Work task:
Only the lines from the top of the data through the line with "For mutating commands" should be repeated, each exactly as written.

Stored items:
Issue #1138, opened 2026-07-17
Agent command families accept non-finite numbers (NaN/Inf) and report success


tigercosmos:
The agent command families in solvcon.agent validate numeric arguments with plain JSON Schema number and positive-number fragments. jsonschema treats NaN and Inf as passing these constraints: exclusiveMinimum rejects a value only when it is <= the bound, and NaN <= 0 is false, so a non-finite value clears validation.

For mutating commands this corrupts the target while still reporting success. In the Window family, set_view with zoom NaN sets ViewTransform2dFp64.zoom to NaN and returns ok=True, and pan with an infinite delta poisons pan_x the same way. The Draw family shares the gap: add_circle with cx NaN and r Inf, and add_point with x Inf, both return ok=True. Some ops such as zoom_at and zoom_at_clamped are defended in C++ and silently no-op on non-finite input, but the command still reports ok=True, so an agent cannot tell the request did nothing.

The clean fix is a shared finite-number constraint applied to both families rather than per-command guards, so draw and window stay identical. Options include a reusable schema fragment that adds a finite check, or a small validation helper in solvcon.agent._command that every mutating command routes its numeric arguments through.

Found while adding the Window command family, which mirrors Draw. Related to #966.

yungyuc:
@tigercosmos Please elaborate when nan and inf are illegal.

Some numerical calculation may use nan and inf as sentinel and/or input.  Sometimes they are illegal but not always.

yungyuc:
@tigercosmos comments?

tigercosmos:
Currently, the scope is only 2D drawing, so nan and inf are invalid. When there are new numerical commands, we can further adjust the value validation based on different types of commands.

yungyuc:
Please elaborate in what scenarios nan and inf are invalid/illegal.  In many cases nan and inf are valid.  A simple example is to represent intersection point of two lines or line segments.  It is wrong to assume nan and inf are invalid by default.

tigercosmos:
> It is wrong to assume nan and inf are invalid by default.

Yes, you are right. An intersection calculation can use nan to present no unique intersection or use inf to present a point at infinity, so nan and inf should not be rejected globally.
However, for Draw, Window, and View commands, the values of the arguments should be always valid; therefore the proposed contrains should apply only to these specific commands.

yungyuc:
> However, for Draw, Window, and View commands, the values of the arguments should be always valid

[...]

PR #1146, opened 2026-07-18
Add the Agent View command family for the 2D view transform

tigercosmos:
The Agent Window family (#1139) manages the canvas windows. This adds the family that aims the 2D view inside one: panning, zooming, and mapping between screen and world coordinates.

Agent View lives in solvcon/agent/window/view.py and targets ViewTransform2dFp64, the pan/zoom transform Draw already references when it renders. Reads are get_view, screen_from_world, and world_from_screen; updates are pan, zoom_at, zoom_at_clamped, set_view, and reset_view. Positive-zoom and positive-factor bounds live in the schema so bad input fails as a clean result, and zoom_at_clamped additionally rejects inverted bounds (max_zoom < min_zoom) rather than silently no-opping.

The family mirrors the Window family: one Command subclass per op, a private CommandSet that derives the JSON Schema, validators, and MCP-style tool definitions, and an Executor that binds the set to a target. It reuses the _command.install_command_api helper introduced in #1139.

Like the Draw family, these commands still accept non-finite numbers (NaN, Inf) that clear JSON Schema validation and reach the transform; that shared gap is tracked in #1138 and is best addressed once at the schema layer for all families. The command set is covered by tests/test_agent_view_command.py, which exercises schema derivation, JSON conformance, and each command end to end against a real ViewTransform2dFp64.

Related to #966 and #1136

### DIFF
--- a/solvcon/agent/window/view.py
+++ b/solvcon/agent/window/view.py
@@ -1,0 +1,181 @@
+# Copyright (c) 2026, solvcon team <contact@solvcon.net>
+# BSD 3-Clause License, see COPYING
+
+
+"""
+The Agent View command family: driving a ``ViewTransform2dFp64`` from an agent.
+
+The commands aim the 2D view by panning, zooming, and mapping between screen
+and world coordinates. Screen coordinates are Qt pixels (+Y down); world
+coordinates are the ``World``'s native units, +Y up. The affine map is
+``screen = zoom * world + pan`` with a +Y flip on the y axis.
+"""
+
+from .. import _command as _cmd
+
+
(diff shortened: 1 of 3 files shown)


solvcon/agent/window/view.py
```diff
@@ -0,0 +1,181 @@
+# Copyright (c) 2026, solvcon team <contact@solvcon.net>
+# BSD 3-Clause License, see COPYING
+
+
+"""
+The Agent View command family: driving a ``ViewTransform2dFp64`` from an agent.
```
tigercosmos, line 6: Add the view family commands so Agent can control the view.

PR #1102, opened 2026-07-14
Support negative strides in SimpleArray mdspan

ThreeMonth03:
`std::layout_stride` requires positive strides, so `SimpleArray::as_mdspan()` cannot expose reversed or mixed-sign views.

Response to this exercise:
Issue #1138, opened 2026-07-17
Agent command families accept non-finite numbers (NaN/Inf) and report success


tigercosmos:
The agent command families in solvcon.agent validate numeric arguments with plain JSON Schema number and positive-number fragments. jsonschema treats NaN and Inf as passing these constraints: exclusiveMinimum rejects a value only when it is <= the bound, and NaN <= 0 is false, so a non-finite value clears validation.

For mutating commands this corrupts the target while still reporting success. In the Window family, set_view with zoom NaN sets ViewTransform2dFp64.zoom to NaN and returns ok=True, and pan with an infinite delta poisons pan_x the same way. The Draw family shares the gap: add_circle with cx NaN and r Inf, and add_point with x Inf, both return ok=True. Some ops such as zoom_at and zoom_at_clamped are defended in C++ and silently no-op on non-finite input, but the command still reports ok=True, so an agent cannot tell the request did nothing.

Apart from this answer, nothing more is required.